Read This: Hub Fans Bid Kid Adieu

hub-fans.jpgFifty years ago, Ted Williams played his last major league baseball game; “on an impulse,” John Updike would recall years later, “I bought in for a few dollars… and the park was two-thirds empty. I was moved to write about the events of that game, in part because his departure, taking with it the heart of Boston baseball, had been so meagerly witnessed.” The essay Updike wrote, “Hub Fans Bid Kid Adieu,” was published in The New Yorker a month later, and has been widely praised not only as one of the author’s best nonfiction works, but as one of the greatest pieces on baseball by any author. Earlier this year, it was republished in a commemorative Library of America edition, which is itself a fine bit of publishing. (Be sure to take off the Chip Kidd-designed dust jacket, even if only for a moment, to look upon the photograph reproduced on the book’s casing.)

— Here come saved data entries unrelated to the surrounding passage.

PR #3336, opened 2024-07-22
Fix: parsing unsigned 64 bit positional params

jordalgo:
Previously either of these would fail
```
$ bpftrace -e 'BEGIN {printf("%lu", $1);}' 0xffffffffffffffff
$ bpftrace -e 'BEGIN {printf("%lu", $1);}' "18446744073709551615"
```

Because we were only using `stoll` which expects signed ints. This change falls back to using `stoull` and changes the type accordingly if `stoll` fails.

Issue:
https://github.com/bpftrace/bpftrace/issues/3335

##### Checklist

### DIFF
--- a/src/bpftrace.cpp
+++ b/src/bpftrace.cpp
@@ -2050,13 +2050,17 @@ std::optional<int64_t> BPFtrace::get_int_literal(
                  expr)) {
       if (pos_param->ptype == PositionalParameterType::positional) {
         auto param_str = get_param(pos_param->n, false);
-        if (is_numeric(param_str))
-          return std::stoll(param_str);
-        else {
+        auto param_int = get_int_from_str(param_str);
+        if (!param_int.has_value()) {
           LOG(ERROR, pos_param->loc)
               << "$" << pos_param->n << " used numerically but given \""
               << param_str << "\"";
           return std::nullopt;
+        }
+        if (std::holds_alternative<int64_t>(*param_int)) {
+          return std::get<int64_t>(*param_int);
+        } else {
+          return (int64_t)std::get<uint64_t>(*param_int);
         }
       } else
         return (int64_t)num_params();
--- a/src/utils.cpp
+++ b/src/utils.cpp
@@ -1077,15 +1077,47 @@ std::string str_join(const std::vector<std::string> &list,
   return str;
 }
 
-bool is_numeric(const std::string &s)
+std::optional<std::variant<int64_t, uint64_t>> get_int_from_str(
+    const std::string &s)
 {
-  std::size_t idx;
-  try {
-    std::stoll(s, &idx, 0);
-  } catch (...) {
-    return false;
+  if (s.size() == 0) {
+    return std::nullopt;
   }
-  return idx == s.size();
+
+  if (s.starts_with("0x") || s.starts_with("0X")) {
+    // Treat all hex's as unsigned
+    std::size_t idx;
+    try {
+      uint64_t ret = std::stoull(s, &idx, 0);
+      if (idx == s.size()) {
+        return ret;
+      } else {
+        return std::nullopt;
+      }
+    } catch (...) {
+      return std::nullopt;
+    }
+  }
+
+  char *endptr;
+  const char *s_ptr = s.c_str();
+  errno = 0;
+
+  if (s.at(0) == '-') {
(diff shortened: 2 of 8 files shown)


src/utils.cpp
```diff
@@ -1077,13 +1077,19 @@ std::string str_join(const std::vector<std::string> &list,
   return str;
 }
 
-bool is_numeric(const std::string &s)
+bool is_numeric(const std::string &s, bool &is_signed)
```
ajor, line 1080: Catching exceptions can be horribly slow so we should try to avoid their use in happy-path parsing. This particular function has been on my TODO list for a long time but I've never gotten around to changing it.

jordalgo: We could use a regex to determine if the string is a hex and also look at the first character to see if it's a "-" to see if we need a signed int.

Also, I realized I need to fix some of the types for `get_int_literal`.

All that being said, I feel like perf improvements to functions not called multiple times in a hot path shouldn't block us from fixing bugs like this. We can always do follow-up PRs for speed-ups. I'll get off my soap box now.

jordalgo: Ok, I made some changes. It's a more complicated version so TBH I'm not sure if I made it better but at least it doesn't rely on exceptions to determine if the string is signed or not. Let me know what you think.

I didn't tackle the fact that `get_int_literal` only returns int64_t - mostly because it was more complicated and I wasn't sure if we want to do something similar to what I have now for `get_int_from_str` where I return a variant. Also didn't want to bloat the PR.

danobi: > All that being said, I feel like perf improvements to functions not called multiple times in a hot path shouldn't block us from fixing bugs like this. We can always do follow-up PRs for speed-ups. I'll get off my soap box now.

I agree with this. If it's not being called many times I'd prioritize correctness and maintainability instead. Also, I kinda wonder if running a regex is faster than catching an exception. At least we can make the common case not throw - then there is no cost at all.

src/utils.cpp
```diff
@@ -1077,15 +1077,49 @@ std::string str_join(const std::vector<std::string> &list,
...
+    }
+  }
+
+  char *endptr;
+  errno = 0;
+
+  if (s.at(0) == '-') {
+    int64_t ret = strtol(s.c_str(), &endptr, 0);
+    if (endptr == s.c_str() || *endptr != '\0' || errno == ERANGE ||
+        errno == EINVAL) {
```
danobi, line 1111: Maybe defensively save a copy of `errno` incase `c_str()` clobbers it? It probably doens't, but who knows

src/bpftrace.cpp
```diff
@@ -2050,14 +2050,18 @@ std::optional<int64_t> BPFtrace::get_int_literal(
...
+        if (!param_int.has_value()) {
           LOG(ERROR, pos_param->loc)
               << "$" << pos_param->n << " used numerically but given \""
               << param_str << "\"";
           return std::nullopt;
         }
+        if (std::holds_alternative<int64_t>(*param_int)) {
+          return std::get<int64_t>(*param_int);
+        } else {
+          return (int64_t)std::get<uint64_t>(*param_int);
```
danobi, line 2063: Should probably check for overflow here, right?

src/utils.cpp
```diff
@@ -1077,15 +1077,49 @@ std::string str_join(const std::vector<std::string> &list,
...
-    std::stoll(s, &idx, 0);
-  } catch (...) {
-    return false;
+  if (s.size() == 0) {
+    return std::nullopt;
+  }
+
+  static const auto hex_regex = std::regex("0[xX][0-9a-fA-F]+");
+
+  if (std::regex_match(s, hex_regex)) {
```
danobi, line 1089: Not sure regex is necessarily faster than an exception. Is it sufficient to check for `0x` or `0X` prefix?

jordalgo: > Is it sufficient to check for 0x or 0X prefix?

Yeah, good idea. I'll just do that.

src/bpftrace.cpp
jordalgo: I'm gonna tackle all that needs fixing in this function in a follow-up PR.

src/utils.cpp
jordalgo: I'll just call `c_str()` before resetting errno and save the ptr.

danobi (approved):

PR #3338, opened 2024-07-22
Use struct for Avg/Stats map value types

jordalgo:
Similar to how min/max works, instead of storing
two keys (one for total and one for count) for
each user key store a struct with the total and
count. This skips an additional map lookup and
allows users to loop over avg type maps.

This also fixes implicit casting of avg in
kernel space when the avg is a negative number.

##### Checklist

### DIFF
--- a/src/ast/irbuilderbpf.cpp
+++ b/src/ast/irbuilderbpf.cpp
@@ -316,6 +316,11 @@ llvm::Type *IRBuilderBPF::GetMapValueType(const SizedType &stype)
     // The second field is the "value is set" flag
     std::vector<llvm::Type *> llvm_elems = { getInt64Ty(), getInt64Ty() };
     ty = GetStructType("min_max_val", llvm_elems, false);
+  } else if (stype.IsAvgTy() || stype.IsStatsTy()) {
+    // The first field is the total value
+    // The second is the count value
+    std::vector<llvm::Type *> llvm_elems = { getInt64Ty(), getInt64Ty() };
+    ty = GetStructType("avg_stas_val", llvm_elems, false);
   } else {
     ty = GetType(stype);
   }
@@ -605,13 +610,13 @@ Value *IRBuilderBPF::CreatePerCpuMapAggElems(Value *ctx,
   const std::string &map_name = map.ident;
 
   AllocaInst *i = CreateAllocaBPF(getInt32Ty(), "i");
-  AllocaInst *ret = CreateAllocaBPF(getInt64Ty(), "ret");
-  // used only for min/max
-  AllocaInst *is_ret_set = CreateAllocaBPF(getInt64Ty(), "is_ret_set");
+  AllocaInst *val_1 = CreateAllocaBPF(getInt64Ty(), "val_1");
+  // used for min/max/avg
+  AllocaInst *val_2 = CreateAllocaBPF(getInt64Ty(), "val_2");
 
   CreateStore(getInt32(0), i);
-  CreateStore(getInt64(0), ret);
-  CreateStore(getInt64(0), is_ret_set);
+  CreateStore(getInt64(0), val_1);
+  CreateStore(getInt64(0), val_2);
 
   Function *parent = GetInsertBlock()->getParent();
   BasicBlock *while_cond = BasicBlock::Create(module_.getContext(),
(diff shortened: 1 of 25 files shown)


tests/runtime/call
```diff
@@ -425,7 +425,6 @@ PROG BEGIN { print("BEGIN"); @["a"] = avg(10); @["b"] = avg(20); @["c"] = avg(30
 EXPECT BEGIN
        @[c]: 3
        @[d]: 4
-
```
jordalgo, line 428: Because 'avg' is now on the same path as other maps, this extra space was removed. I can add it back but wasn't sure if I should.

tests/runtime/json-output
```diff
@@ -156,12 +156,12 @@ AFTER ./testprogs/simple_struct
 
 NAME print_avg_map_args
 RUN {{BPFTRACE}} -q -f json -e 'BEGIN { @["a"] = avg(10); @["b"] = avg(20); @["c"] = avg(30); @["d"] = avg(40); print(@, 2, 10); clear(@); exit(); }'
-EXPECT {"type": "stats", "data": {"@": {"c": 3, "d": 4}}}
```
jordalgo, line 159: This would be a breaking change so I can change it back to stats. I guess I wasn't sure if 'avg' should really be considered 'stats' even though min/min are not.

ajor (commented):
Just as a high level comment: if we're changing `avg` then should we be changing `stats` at the same time? They currently share an implementation and this PR splits them so we've got two different versions.

(stats is just an average that also prints out the hidden `sum` and `count` variables)

jordalgo:
> Just as a high level comment: if we're changing avg then should we be changing stats at the same time? They currently share an implementation and this PR splits them so we've got two different versions.

Ah I didn't realize they were so close. Yes, I'll just update `stats` so it uses the same struct as `avg`. I'll also switch 'avg' back to printing out 'stats' as the map type just to not be a breaking change.

jordalgo:
@ajor Gentle ping

src/ast/irbuilderbpf.cpp
```diff
@@ -700,11 +707,60 @@ Value *IRBuilderBPF::CreatePerCpuMapAggElems(Value *ctx,
...
-  CreateLifetimeEnd(is_ret_set);
 
-  Value *ret_reg = CreateLoad(getInt64Ty(), ret);
+  Value *ret_reg;
+
+  if (type.IsAvgTy()) {
+    AllocaInst *ret = CreateAllocaBPF(getInt64Ty(), "ret");
+    // BPF doesn't yet support a signed division so we have to check if
+    // the value is negative, flip it, do an unsigned division, and then
+    // flip it back
```
ajor, line 717: 😭 thanks BPF

(nice workaround though)

src/output.cpp
```diff
@@ -475,20 +478,22 @@ void Output::map_stats_contents(
...
-  for (auto &key_count : total_counts_by_key) {
-    auto &key = key_count.first;
-    auto &value = values_by_key.at(key);
 
-    if (map_type.IsAvgTy() && top && values_by_key.size() > top &&
-        i++ < (values_by_key.size() - top))
-      continue;
+  for (auto &pair : values_by_key) {
+    auto key = pair.first;
+    auto value = pair.second;
```
ajor, line 491:
```suggestion
  for (auto &[key, value] : values_by_key) {
```
Can be shortened to a single line. Also I think the current code is making copies of the `key` and `value` vectors (`auto` instead of `auto&`)

src/output.cpp
```diff
@@ -497,21 +502,38 @@ void Output::map_stats_contents(
...
+      int64_t avg = stats_value<int64_t>(value, bpftrace.ncpus_, total, count);
+      avg_str = std::to_string(map_type.IsStatsTy() ? avg : avg / div);
+      total_str = std::to_string(total);
+      count_str = std::to_string(count);
+    } else {
+      uint64_t total = 0;
+      uint64_t count = 0;
+      uint64_t avg = stats_value<uint64_t>(
+          value, bpftrace.ncpus_, total, count);
+      avg_str = std::to_string(map_type.IsStatsTy() ? avg : avg / div);
```
ajor, line 521: Not your code (and I'm not suggesting you change it), but why on earth do we have to deal with this conditional division during output?? It should have been sorted out way earlier (probably semantic analysis) so that these later stages don't have to care 😞

src/bpftrace.cpp
```diff
@@ -1477,73 +1497,6 @@ int BPFtrace::print_map_hist(const BpfMap &map, uint32_t top, uint32_t div)
...
-      // New key - create a list of buckets for it
-      values_by_key[key_prefix] = std::vector<int64_t>(2);
-    }
-    values_by_key[key_prefix].at(bucket) = reduce_value<int64_t>(value,
-                                                                 nvalues);
-
-    old_key = key;
-  }
-
-  // Sort based on sum of counts in all buckets
```
ajor, line 1524: I spent way too long trying to understand how this related to the code before I realised the comment was just blindly copied from `print_map_hist()` 🤦

src/output.cpp
jordalgo: We probably don't as div should always be `1` for the stats type and you're right semantic analyser should catch this. I'll remove.

ajor (approved):
Nice!

PR #3340, opened 2024-07-22
appimage: Strip header files out of appimage

danobi:
Some header files libclang ships are quite huge (megabytes). Looks like they're for ARM. Regardless, we don't need any header files at runtime.

This saves us about 1M of disk space.

##### Checklist


jordalgo (approved):
Nice!

PR #3341, opened 2024-07-24
Remove useless a.out ELF file and ignore *.out

Rtoax:
In commit 32dc9e7b9fd2 ("appimage: Fix lldb in appimage builds") introduce an a.out ELF file by mistake.


jordalgo:
@Rtoax Good catch! Do we know if this a.out gets re-generated when doing the app image build? (cc @danobi)

ajor:
I'm tempted to do a force-push to get the binary file out of the repo's history. What do people think?

jordalgo:
> I'm tempted to do a force-push to get the binary file out of the repo's history. What do people think?

I don't feel strongly but I'm not opposed. I don't imagine this binary has some malware in it. I just want to make sure we didn't introduce something where the binary will return.

ajor:
I'll clean it up in a force push now then. The sooner the better to avoid more people pulling the current version

ajor:
Thanks for spotting this @Rtoax!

It’s not a long essay, but Updike managed to fit a lot of tribute into it—recounting not only Williams’ performance in his final appearance at Fenway Park, and the reactions of Updike’s fellow fans, but also the exemplary features of the slugger’s long career in Boston, as well as his contentious relationship with the local press. It is a partisan account, but not belligerent in its advocacy, and though a bit florid in spots (“After a prime so hassled and hobbled, Williams was granted by the relenting fates a golden twilight”), it holds up as one of the most genuine expressions of fandom I’ve had the good fortune to read.

28 September 2010 | read this |

Major Jackson, “Roof of the World”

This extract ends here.